Price Per sheet Sale price Per sheet IronALL Light 8.5x11 $ 0.84 $ 0.42 IronALL Light 11x17 $ 1.80 $ 0.90 ImageStix Sticker Paper 8.5x11 $ 2.00 $ 1.00 ImageStix Sticker Paper 11x17 $ 4.00 $ 2.00 Red Grid Light 8 1/4 x 11 3/4 $ 0.60 $ 0.30 Laser Transfer Light (fuser oil) 8.5x11 $ 0.60 $ 0.30 Laser Transfer Light (fuser oil) 11x17 $ 1.00 $ 0.50


----------



## kemoi_kyarah (Mar 6, 2008)

sorry it the prices did not paste correctly. The second price after each paper type is the sale price. Milford just sent me an email with this sale.


----------



## AllahDivine1014 (Jul 15, 2008)

Lnfortun said:


> Coastal Business also sells opaque transfer in a roll.


Peace 
What type of machine to you need to print on rolls of transfer paper? I have an epson 1400 with CIS, can I use the rolls with this or do I need another machine? I also have a cutter/plotter if that would help. Peace
Allah Divine


----------



## AllahDivine1014 (Jul 15, 2008)

Girlzndollz said:


> Just try to test a sample of the paper before invest alot of money and buy a large stock of it. It may crack and fade, and you may hate it. Best regards. Kelly


 
Peace
Thanks for that advice because I made plenty of mistakes by ordering quantity first lol. Peace
Allah Divine


----------



## Girlzndollz (Oct 3, 2007)

AllahDivine1014 said:


> Peace
> What type of machine to you need to print on rolls of transfer paper? I have an epson 1400 with CIS, can I use the rolls with this or do I need another machine? I also have a cutter/plotter if that would help. Peace
> Allah Divine


 
I also have the 1400. It does not accept rolls. 
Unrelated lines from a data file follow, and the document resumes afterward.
PR #484, opened 2012-05-19
Make it easier to use in Eclipse

thasmin:
These commits make it easier to use in Eclipse. The first stops Eclipse from saying the version of android-support-v4.jar is wrong. The second puts the project files into the got repo so we can use the library by doing a file -> import -> existing project.


JakeWharton:
Ok, so:
1. I don't use Eclipse. I construct the directory structure in a manner that's consistent what with Android applications and library projects use so that they can be used with both Eclipse and Ant. Any problems in importing are related to the tooling and not the library. I do not believe that including IDE specific files in the repository is correct and it should never be necessary.
2. You cannot upgrade the version of the support library without upgrading the version that Maven uses. I use Maven as a build system because it's an actual build system. Ant is Bash shoved into XML and I refuse to use it. However, the project is perfectly compatible with Ant and you can run `android update project -p .` to get a working Ant-based build. The lack of dependency versioning is not the libraries fault but Ant and ADTs.
3. You are deleting files from `.gitignore` that are fundamental to the compilation in IDEs other than Eclipse which will ultimately result in git attempting to track things that should not be revision controlled. I do not force my IDE on others nor my build system which is why the project works with Ant, Maven, Eclipse, and IntelliJ IDEA and the contents of this file are crucial to maintaining that.

If you require the things which you have contributed in this pull request I suggest you maintain your own fork on GitHub and merge changes from my repository whenever there are updates. I appreciate your contribution but unfortunately these things do not belong in this repository.

thasmin:
Let me explain my use case. I created an open source podcast player called Podax. It uses your libraries because they're extremely good and they make Podax a better app. Without these files, I need to create detailed instructions on how to download the code, set it up to compile, configure Podax to use it as a library, and then get around Eclipse's oddities in order to share my source code. I'm just trying to make it easy to contribute so the world can have a better podcast player on their phone. Eclipse is the officially supported way to create Android apps, so I chose that.

I'd argue that this library doesn't support Ant or Eclipse out of the box. It's easier to get Ant working than Eclipse, but both need extra steps to get the code to compile. The files removed from .gitignore are not preventing people from using other compilers. The version of the Android Support library that I committed is the most recent version. If you are only supporting Maven then just say so. That's fine.

I don't blame the libraries for problems in the tooling. It would be nice if libraries could be self contained on Android and you could distribute APKs. You've clearly put a lot of work in to make some awesome libraries. I'm just asking that there is official support for the officially supported build methods.

Anyway, thanks for making me look up that Maven can do incremental compiles. I'd love to use vim instead of Eclipse but the long compile times were holding me back.

marczych:
You should take Jake's advice: fork this repository and include all necessary Eclipse files so anybody who wants to use it can easily get it set up. You can of course pull in changes whenever you want (which is what you'd have to do without a fork anyway).

I'm also very interested in ditching Eclipse for many reasons. Is it really as easy as:

`android create project ...`
< edit project >
`ant debug`

to do Android development without Eclipse? If you could point me in the direction of some resources that would be great =).

thasmin:
Yeah, that's pretty much it. But Ant compilation takes a long time.

JakeWharton:
The one thing I thought about including was a `build.xml` file for Ant compilation but it still requires you to run `android update project -p .` anyways. Another reason I haven't made any changes is that Tor and Xavier, the tools developers at Google, have been pretty adamant that bundling library projects into .jars is coming. It sadly just keeps getting pushed back. Once that happens you should theoretically be able to distribute ABS as just another .jar in your `libs/` folder and all of these points will be mostly moot.

@marczych http://www.jetbrains.com/idea/features/google_android.html

marczych:
I'd rather not use an IDE at all - I much prefer doing things on the command line. I've been using eclim for a while but of course it still requires eclipse. I'll look more into ant when I get back into Android dev.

If you log on to Epson.com, and look up a specific printer you are interested in, you can find out what paper the printer will accept. That information is listed on both the "Paper & Media" and the "Specifications" pages. 

I was thinking of assembling a roll holder and attaching it to the wall behind my printer and feeding a roll in that way. Those with roll printers have told me they thought it could work. 

I found a supply of 13x19 JPSS at tshirtsupplies, which is perfect for the 1400 printer, and negates the original thought I had for this idea, so if I want to go to roll opaque for whatever reason, maybe I would still follow thru. Seems like something fun to try out.


----------



## Lnfortun (Feb 18, 2006)

AllahDivine1014 said:


> Peace
> What type of machine to you need to print on rolls of transfer paper? I have an epson 1400 with CIS, can I use the rolls with this or do I need another machine? I also have a cutter/plotter if that would help. Peace
> Allah Divine


Versacam for one. It is a print and cut machine. It is very expensive. Epson 1400 can print up to 44" long by using user defined option for media size in printer preferrence or driver.

BTW Tshirtsupplies sells transfer for lights and opaque in large format and also in rolls.


----------



## mkari (Apr 6, 2009)

hi
why cant the epson 1400 accept rolls??
cant you define it to do so?

good day


----------



## Girlzndollz (Oct 3, 2007)

Printers that are built to accept rolls have a "holder" for the roll. 

Now... of course, when I was considering this situation, since I have a 1400 printer. I thought, if I mount like a wooden curtain rod on the wall, and slide the roll onto that to feed rolls of JPSS into the 1400, well, that was feasible. Others even agreed.

It's the lack of the built in holder, but if you have a good place to put the printer that would allow a custom mount on the wall for a paper feed, if you look at that, it could be possible then to use the roll. 

Just an idea.


----------



## chica729 (Apr 30, 2010)

Transfer paper canada sells opaque material for inkjet in 13" and 17" roll at 100' long


----------



## mranonymous770 (Feb 15, 2013)

theeconozone.com has 13x19 blue grid dark tranfer paper


----------